Bilan

Le dernier projet de Bernhard Russi

L’icône du ski suisse va ouvrir un restaurant sur les hauteurs d’Andermatt. Il croit beaucoup en l’avenir d’une station en plein essor et raconte sa reconversion réussie.

Un rêve de plus réalisé par le champion olympique.

Crédits: Michael Kappeler/Keystone

Toujours aussi actif et omniprésent dans la pub alors qu’il vient de fêter ses 71 ans, Bernhard Russi, inusable icône du ski suisse, intelligent et modeste, est l’exemple même du champion qui a réussi sa reconversion. Dernier projet en date: cet hiver, il va ouvrir un nouveau restaurant sur les pistes de sa station d’Andermatt (Uri), en association avec l’homme d’affaires anglais Al Breach. Les deux hommes ont racheté un ancien bâtiment militaire transformé en resto d’altitude. «Pour nous, sourit l’ancien skieur, c’est plus
un hobby qu’une affaire. De là-haut, on jouira de la plus belle vue sur la vallée.» Deux cuisiniers ont été engagés et priorité sera donnée aux spécialités locales. «Des rösti plutôt que des frites et du risotto, le seul plat que je sais faire.»

Bernhard Russi nous raconte cela au buffet de la Gare d’Andermatt. Avant de nous rejoindre, on ne compte plus le nombre de mains qu’il a serrées. «Je suis né ici même, dans le bâtiment de la gare. Je voyage beaucoup, mais je suis toujours content de revenir chez moi. Ici, j’ai mes copains, mes racines, ma vie.»

Situé au pied de la Furka et du Gothard, entre le Valais et les Grisons, Andermatt est la station suisse qui a connu le développement le plus spectaculaire de ces dernières années grâce à l’argent investi par le richissime homme d’affaires égyptien Samih Sawiris – on parle de près d’un milliard. Nouvelles installations, nouveaux hôtels, dont le luxueux Chedi à 700 francs la nuit, et même une nouvelle halle de concert de 700 places inaugurée cet été par rien de moins que l’Orchestre philharmonique de Berlin.

Alors que certains fustigent une folie des grandeurs, Bernhard Russi, membre du conseil d’administration d’Andermatt Swiss Alps, société de Samih Sawiris, croit beaucoup au potentiel de sa station. «On est idéalement placés à 1 h 30 de Kloten et à 1 h 40 de Malpensa, à Milan. Alors qu’Andermatt était surtout apprécié des bons skieurs pour ses pistes raides et à l’ombre du Gemmstock, les nouvelles installations offrent de belles possibilités aux familles. Et nous ne dépasserons jamais notre capacité de 4600 lits, faute de place tout simplement. A Andermatt, on sera toujours plus rösti et saucisson que caviar et champagne.»

Infatigable ambassadeur

Preuve d’une popularité intacte, le champion olympique de Sapporo en 1972 est toujours aussi prisé par la pub. Record de longévité, il vient de fêter ses 40 ans de contrat avec Subaru. «J’ai Subaru comme tatoué sur le front», rigole-t-il. Les vêtements Willy Bogner, les magasins Intersport et l’opticien Visilab l’ont aussi choisi comme ambassadeur. «Si je n’avais pas eu moi-même besoin de lunettes, je n’aurais jamais signé avec Visilab. Le plus important, c’est d’être authentique.» Dans cet esprit, il a décliné de multiples offres, de marques de bière, de cigarettes, de partis politiques aussi.

Et s’il a mis fin, l’hiver dernier, à son rôle de consultant télé, il continue à être l’architecte de descentes le plus demandé du monde.
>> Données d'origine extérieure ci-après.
PR #25028, opened 2026-01-29
chore(core): Improve access controlled credentials and workflows fetching

guillaumejacquart:
## Summary

This PR changes the way we fetch access controlled workflows.
Before:
- get all allowed resource ids (from shared entity and project relations)
- fetch the resources according to those ids

After:
- build the query builder to fetch them all at once, introducing an access control object to help build the query

### Benchmark results
| Database | Scale | Old Approach | New Approach | Improvement | Status |
|----------|-------|--------------|--------------|-------------|---------|
| SQLite | 500 workflows | ~28ms | ~19ms | ~32% | ✅ Both work |
| SQLite | 100 workflows (paginated) | 3ms | 2ms | 33% | ✅ Both work |
| SQLite | 20,000 workflows | 137ms | 50ms | **63.5%** | ✅ Both work |
| SQLite | 130,000 workflows | ❌ FAILED* | 808ms | N/A | ⚠️ Only new works |
| PostgreSQL | 500 workflows | 26ms | 20ms | 23.1% | ✅ Both work |
| PostgreSQL | 20,000 workflows | 150ms | 106ms | 29.3% | ✅ Both work |
| PostgreSQL | 130,000 workflows | ❌ FAILED** | 342ms | N/A | ⚠️ Only new works |

https://linear.app/n8n/issue/IAM-159/unusable-workflow-and-credentials-listing-at-large-scale#comment-8f150397

## Review / Merge checklist

- [X] Tests included. 


afitzek (commented):
I do like the approach a lot, what would make this even nicer, would be if we also don't prefetch the roles, but join from the roles to the necessary scopes in the DB as well. These db queries are quite complex, I would really like some integration tests, that run these queries against both db systems.

BGZStephen (dismissed):
Some merge conflicts but otherwise looks good

BGZStephen (approved):

PR #25029, opened 2026-01-29
feat: Split cache manager between lifecyle and secrets access (no-change-log)

ireneea:
## Summary

- Extracts cache refresh logic into a dedicated `SecretsCacheRefreshService`
- Removes unused exports and proxy methods

## TODO

- Improve automated tests
- Remove deprecated `ExternalSecretsManager` code

Resolves LIGO-121

## Review / Merge checklist

- [ ] Tests included. 


packages/cli/src/modules/external-secrets.ee/external-secrets-manager.ee.ts
ireneea, line 1: The idea here is to make reduce this class to implement the IExternalSecretsManager and not deal with the whole lifecycle management and orchestration.

We've also mention that controllers will use dedicated services to manage providers connections. So that part will also be removed, but probably not in this PR

packages/core/src/execution-engine/external-secrets-proxy.ts
```diff
@@ -17,10 +16,6 @@ export class ExternalSecretsProxy {
 		this.manager = manager;
 	}
 
-	async update() {
```
konstantintieber, line 20: I just checked in my local copy and it seems this method was actually unused until now. Is that correct?

ireneea: Yes that's correct that's why I removed it 👍

packages/cli/src/modules/external-secrets.ee/secrets-cache-refresh.service.ee.ts
```diff
@@ -0,0 +1,182 @@
...
+import { ExternalSecretsConfig } from './external-secrets.config';
+import { ExternalSecretsProviderLifecycle } from './provider-lifecycle.service';
+import { ExternalSecretsProviderRegistry } from './provider-registry.service';
+import { ExternalSecretsRetryManager } from './retry-manager.service';
+import { ExternalSecretsSecretsCache } from './secrets-cache.service';
+import { ExternalSecretsSettingsStore } from './settings-store.service';
+import { SecretsProviderSettings } from './types';
+
+@Service()
+export class SecretsCacheRefresh {
```
geemanjs, line 18: I feel like this is a bit of a "god class". 

It's mixing quite a few responsibilities together - that in the initial implementation were separate:
1. Feature branching - based on the flag
2. Scheduling
3. Retrying failures
4. Settings decryption
5. Caching

I wonder if we should split it out into separate things. The "original" implementation did it quite well I always thought:
  - ExternalSecretsService - API layer with redaction logic            
  - ExternalSecretsManager - Orchestration and public API              
  - ExternalSecretsProviderLifecycle - Individual provider             
  init/connect/disconnect                                              
  - ExternalSecretsProviderRegistry - Simple collection management     
  - ExternalSecretsRetryManager - Backoff logic isolated  
  - ExternalSecretsSecretsCache - Refresh / read / write operations only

Il vient de signer celle des prochains JO de Pékin, comme pour toutes les pistes olympiques depuis 1988. «Les JO constituent le grand objectif de Pékin, je l’ai bien ressenti sur place. Ce sera une très belle descente que j’ai conçue avec Didier Défago et qui sera testée en février prochain.»

Silhouette inchangée, sportif invétéré, Bernhard Russi, à 71 ans, continue à «chercher ses limites». Après les 590 kilomètres de la course cycliste Oslo-Trondheim, il courra en mars prochain la mythique Vasaloppet, en ski de fond. «Dans la vie, il faut avoir des rêves même s’il reste des rêves. J’en ai toujours une douzaine répertoriés que je trace à mesure.»